> [Required action] Please show every line in the entries below that includes the word "local".

> [Data extract]
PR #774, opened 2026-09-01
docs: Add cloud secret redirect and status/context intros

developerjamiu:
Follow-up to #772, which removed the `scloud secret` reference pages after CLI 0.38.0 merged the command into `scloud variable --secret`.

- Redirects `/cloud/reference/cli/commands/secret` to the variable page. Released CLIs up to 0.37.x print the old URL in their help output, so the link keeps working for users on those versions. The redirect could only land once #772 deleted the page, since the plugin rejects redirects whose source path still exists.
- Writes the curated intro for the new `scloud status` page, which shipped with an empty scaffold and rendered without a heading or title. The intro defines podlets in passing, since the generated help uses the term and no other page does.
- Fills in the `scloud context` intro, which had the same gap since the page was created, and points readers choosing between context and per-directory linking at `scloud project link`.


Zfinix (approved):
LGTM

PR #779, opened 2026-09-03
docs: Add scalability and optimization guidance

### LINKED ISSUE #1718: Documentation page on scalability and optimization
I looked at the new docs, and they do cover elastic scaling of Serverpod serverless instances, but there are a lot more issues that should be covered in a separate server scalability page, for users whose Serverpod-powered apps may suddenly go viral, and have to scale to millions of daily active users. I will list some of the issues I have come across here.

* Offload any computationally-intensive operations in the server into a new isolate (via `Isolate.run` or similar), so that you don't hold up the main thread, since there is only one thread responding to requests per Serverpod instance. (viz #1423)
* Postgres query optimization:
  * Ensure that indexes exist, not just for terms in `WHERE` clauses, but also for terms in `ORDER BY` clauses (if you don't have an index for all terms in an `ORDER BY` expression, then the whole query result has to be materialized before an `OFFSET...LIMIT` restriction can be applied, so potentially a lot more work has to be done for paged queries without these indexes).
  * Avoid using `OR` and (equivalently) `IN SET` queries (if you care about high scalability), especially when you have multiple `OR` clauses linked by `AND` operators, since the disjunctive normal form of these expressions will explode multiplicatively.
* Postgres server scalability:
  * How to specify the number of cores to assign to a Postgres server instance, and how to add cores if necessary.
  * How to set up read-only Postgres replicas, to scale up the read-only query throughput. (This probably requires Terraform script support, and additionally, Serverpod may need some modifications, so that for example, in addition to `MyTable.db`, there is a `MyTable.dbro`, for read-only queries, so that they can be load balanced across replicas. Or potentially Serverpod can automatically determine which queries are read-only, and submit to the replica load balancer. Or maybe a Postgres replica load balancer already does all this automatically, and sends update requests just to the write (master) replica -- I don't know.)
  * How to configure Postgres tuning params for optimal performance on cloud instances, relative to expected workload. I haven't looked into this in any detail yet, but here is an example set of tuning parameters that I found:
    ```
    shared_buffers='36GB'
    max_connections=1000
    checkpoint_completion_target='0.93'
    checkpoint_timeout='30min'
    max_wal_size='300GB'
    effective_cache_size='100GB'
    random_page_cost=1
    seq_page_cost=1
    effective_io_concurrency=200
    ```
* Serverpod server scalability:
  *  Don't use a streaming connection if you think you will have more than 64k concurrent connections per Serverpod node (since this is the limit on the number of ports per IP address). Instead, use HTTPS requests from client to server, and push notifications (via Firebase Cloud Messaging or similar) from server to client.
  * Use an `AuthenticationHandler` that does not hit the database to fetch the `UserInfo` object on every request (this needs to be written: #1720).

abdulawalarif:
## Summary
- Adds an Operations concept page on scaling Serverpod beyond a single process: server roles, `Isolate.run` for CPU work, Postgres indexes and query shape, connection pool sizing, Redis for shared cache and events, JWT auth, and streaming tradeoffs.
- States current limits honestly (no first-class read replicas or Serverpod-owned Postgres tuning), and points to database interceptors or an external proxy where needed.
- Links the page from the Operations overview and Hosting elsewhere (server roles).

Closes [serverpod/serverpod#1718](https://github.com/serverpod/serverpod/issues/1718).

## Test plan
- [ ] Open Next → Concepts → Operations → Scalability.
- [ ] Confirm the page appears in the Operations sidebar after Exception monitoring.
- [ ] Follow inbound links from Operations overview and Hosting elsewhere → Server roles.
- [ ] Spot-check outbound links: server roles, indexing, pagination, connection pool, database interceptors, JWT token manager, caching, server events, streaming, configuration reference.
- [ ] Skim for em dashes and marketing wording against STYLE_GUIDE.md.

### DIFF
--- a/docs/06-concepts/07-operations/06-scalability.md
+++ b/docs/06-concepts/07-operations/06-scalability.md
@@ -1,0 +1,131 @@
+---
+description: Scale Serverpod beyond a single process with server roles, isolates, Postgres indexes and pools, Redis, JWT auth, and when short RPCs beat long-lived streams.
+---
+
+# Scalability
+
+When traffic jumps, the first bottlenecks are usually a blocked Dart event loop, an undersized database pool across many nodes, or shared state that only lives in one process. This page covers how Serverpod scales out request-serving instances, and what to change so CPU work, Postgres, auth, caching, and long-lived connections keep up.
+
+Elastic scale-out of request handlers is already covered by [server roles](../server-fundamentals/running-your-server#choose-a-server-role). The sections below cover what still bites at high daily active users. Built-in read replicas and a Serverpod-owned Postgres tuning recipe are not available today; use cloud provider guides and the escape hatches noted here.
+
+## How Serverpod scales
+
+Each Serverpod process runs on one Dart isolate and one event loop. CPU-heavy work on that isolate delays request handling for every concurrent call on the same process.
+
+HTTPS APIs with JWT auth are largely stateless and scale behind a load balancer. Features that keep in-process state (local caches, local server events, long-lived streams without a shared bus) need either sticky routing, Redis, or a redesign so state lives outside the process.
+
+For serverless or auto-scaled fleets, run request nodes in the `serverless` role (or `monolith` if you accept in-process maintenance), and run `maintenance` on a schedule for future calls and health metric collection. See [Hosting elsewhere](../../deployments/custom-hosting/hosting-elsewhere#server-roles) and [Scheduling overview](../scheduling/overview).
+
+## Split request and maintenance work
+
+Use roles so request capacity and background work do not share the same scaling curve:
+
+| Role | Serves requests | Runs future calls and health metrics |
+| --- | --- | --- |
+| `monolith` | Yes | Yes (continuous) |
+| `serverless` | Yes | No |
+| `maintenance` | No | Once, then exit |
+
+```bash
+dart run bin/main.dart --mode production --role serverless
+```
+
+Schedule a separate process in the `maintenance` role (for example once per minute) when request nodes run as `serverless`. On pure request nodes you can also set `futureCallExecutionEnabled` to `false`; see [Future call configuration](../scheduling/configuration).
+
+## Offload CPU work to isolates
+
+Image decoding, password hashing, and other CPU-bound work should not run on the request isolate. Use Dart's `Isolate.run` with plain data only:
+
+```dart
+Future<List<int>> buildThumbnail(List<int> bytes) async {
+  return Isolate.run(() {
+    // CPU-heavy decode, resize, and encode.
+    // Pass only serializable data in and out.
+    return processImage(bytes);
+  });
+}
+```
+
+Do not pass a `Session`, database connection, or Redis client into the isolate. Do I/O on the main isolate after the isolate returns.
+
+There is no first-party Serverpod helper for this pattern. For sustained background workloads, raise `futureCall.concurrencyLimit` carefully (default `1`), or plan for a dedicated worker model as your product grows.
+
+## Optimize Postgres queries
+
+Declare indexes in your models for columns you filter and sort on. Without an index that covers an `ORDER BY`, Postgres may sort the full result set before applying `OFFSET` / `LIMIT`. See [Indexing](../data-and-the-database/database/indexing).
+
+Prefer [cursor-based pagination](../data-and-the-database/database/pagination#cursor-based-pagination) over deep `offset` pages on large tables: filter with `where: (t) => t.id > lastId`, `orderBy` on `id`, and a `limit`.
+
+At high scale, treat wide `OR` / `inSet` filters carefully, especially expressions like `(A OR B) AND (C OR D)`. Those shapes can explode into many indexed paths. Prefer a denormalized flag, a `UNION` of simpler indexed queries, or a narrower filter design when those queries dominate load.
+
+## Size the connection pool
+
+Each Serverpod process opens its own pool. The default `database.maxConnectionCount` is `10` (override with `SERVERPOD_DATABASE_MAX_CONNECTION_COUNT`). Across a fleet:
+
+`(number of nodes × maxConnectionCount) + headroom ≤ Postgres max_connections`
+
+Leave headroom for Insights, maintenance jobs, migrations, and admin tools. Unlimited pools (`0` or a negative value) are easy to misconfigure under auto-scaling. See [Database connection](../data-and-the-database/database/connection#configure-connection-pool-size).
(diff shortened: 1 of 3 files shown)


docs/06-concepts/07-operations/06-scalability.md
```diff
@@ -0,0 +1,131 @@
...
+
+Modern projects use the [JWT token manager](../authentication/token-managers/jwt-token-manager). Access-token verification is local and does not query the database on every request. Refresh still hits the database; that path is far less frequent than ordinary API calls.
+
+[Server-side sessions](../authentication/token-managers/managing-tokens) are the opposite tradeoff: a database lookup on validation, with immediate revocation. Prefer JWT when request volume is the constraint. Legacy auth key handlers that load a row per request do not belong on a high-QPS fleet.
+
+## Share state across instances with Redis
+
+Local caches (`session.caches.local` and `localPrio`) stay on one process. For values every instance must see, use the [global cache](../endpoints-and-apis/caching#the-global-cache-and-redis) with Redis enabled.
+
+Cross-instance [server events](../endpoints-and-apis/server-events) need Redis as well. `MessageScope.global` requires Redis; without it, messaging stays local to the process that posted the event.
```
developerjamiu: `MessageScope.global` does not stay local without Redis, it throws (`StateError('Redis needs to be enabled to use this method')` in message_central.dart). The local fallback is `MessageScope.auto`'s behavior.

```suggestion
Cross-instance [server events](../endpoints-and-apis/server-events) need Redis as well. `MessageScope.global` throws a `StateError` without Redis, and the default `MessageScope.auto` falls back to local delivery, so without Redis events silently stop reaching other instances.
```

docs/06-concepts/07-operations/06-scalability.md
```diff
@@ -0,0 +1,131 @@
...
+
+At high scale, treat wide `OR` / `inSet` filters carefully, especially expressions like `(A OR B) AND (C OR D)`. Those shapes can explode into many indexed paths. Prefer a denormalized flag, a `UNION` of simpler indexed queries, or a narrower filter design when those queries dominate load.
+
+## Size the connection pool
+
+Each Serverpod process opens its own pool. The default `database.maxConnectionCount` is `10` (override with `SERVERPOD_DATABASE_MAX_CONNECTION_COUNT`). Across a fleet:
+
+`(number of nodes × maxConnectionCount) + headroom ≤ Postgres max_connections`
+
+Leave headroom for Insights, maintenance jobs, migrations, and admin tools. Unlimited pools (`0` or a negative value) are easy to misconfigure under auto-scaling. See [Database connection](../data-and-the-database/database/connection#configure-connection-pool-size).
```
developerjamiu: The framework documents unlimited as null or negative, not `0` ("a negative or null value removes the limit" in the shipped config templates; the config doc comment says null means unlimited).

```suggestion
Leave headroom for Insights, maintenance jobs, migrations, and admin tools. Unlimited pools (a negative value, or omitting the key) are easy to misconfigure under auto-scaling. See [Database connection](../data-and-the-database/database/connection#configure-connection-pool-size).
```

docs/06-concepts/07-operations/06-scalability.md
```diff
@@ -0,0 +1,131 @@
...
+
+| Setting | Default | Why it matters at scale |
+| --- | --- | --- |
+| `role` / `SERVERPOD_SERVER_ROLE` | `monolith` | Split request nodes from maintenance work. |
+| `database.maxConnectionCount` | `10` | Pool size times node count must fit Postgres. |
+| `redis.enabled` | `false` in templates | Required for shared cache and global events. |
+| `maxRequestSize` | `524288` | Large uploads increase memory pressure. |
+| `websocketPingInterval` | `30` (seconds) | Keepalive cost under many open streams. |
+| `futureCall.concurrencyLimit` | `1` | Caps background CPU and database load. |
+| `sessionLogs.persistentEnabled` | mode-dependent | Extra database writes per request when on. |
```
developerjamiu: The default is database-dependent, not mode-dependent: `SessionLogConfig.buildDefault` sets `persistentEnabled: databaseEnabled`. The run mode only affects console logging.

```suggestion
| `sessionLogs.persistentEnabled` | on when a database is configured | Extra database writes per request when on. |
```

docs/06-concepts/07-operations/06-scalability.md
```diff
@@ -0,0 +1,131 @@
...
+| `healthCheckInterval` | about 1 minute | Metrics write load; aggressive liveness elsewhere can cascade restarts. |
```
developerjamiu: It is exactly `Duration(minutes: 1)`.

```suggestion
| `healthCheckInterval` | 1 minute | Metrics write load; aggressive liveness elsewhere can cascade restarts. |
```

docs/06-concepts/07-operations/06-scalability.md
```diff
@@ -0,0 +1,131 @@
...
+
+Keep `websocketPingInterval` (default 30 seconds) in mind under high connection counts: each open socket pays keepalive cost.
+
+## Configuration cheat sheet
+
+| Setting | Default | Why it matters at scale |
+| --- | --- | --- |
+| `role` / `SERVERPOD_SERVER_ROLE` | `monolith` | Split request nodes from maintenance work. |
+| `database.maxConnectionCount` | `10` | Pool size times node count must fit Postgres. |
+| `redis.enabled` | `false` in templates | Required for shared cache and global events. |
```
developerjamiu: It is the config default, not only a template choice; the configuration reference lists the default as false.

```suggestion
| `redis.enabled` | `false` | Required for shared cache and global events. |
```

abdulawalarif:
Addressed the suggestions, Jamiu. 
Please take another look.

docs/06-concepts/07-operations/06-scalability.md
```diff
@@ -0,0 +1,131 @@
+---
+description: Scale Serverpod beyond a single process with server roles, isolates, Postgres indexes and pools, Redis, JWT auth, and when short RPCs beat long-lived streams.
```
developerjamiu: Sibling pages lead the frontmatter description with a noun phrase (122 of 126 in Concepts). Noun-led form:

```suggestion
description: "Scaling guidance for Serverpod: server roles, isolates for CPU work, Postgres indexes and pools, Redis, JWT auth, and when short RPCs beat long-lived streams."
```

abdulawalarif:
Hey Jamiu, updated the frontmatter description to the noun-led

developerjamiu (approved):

--

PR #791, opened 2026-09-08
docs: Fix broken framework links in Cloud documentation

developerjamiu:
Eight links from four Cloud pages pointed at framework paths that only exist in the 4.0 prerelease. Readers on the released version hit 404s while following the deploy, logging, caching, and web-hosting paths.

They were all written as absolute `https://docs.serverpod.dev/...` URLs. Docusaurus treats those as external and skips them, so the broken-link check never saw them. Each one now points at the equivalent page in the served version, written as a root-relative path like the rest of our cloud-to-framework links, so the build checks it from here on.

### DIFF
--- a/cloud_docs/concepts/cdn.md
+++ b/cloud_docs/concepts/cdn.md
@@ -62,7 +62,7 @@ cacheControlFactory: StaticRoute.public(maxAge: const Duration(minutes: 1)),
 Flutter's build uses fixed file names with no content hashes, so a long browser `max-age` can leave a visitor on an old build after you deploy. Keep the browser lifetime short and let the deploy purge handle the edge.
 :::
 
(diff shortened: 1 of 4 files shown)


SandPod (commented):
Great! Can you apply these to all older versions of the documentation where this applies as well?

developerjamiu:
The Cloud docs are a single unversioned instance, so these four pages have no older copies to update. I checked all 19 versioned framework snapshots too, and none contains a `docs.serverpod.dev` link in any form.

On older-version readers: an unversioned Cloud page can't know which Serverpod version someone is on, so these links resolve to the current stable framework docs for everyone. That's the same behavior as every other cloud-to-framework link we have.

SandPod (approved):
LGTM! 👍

> [Solution to this task]
+HTTPS APIs with JWT auth are largely stateless and scale behind a load balancer. Features that keep in-process state (local caches, local server events, long-lived streams without a shared bus) need either sticky routing, Redis, or a redesign so state lives outside the process.
+Modern projects use the [JWT token manager](../authentication/token-managers/jwt-token-manager). Access-token verification is local and does not query the database on every request. Refresh still hits the database; that path is far less frequent than ordinary API calls.
+Local caches (`session.caches.local` and `localPrio`) stay on one process. For values every instance must see, use the [global cache](../endpoints-and-apis/caching#the-global-cache-and-redis) with Redis enabled.
+Cross-instance [server events](../endpoints-and-apis/server-events) need Redis as well. `MessageScope.global` requires Redis; without it, messaging stays local to the process that posted the event.
developerjamiu: `MessageScope.global` does not stay local without Redis, it throws (`StateError('Redis needs to be enabled to use this method')` in message_central.dart). The local fallback is `MessageScope.auto`'s behavior.
Cross-instance [server events](../endpoints-and-apis/server-events) need Redis as well. `MessageScope.global` throws a `StateError` without Redis, and the default `MessageScope.auto` falls back to local delivery, so without Redis events silently stop reaching other instances.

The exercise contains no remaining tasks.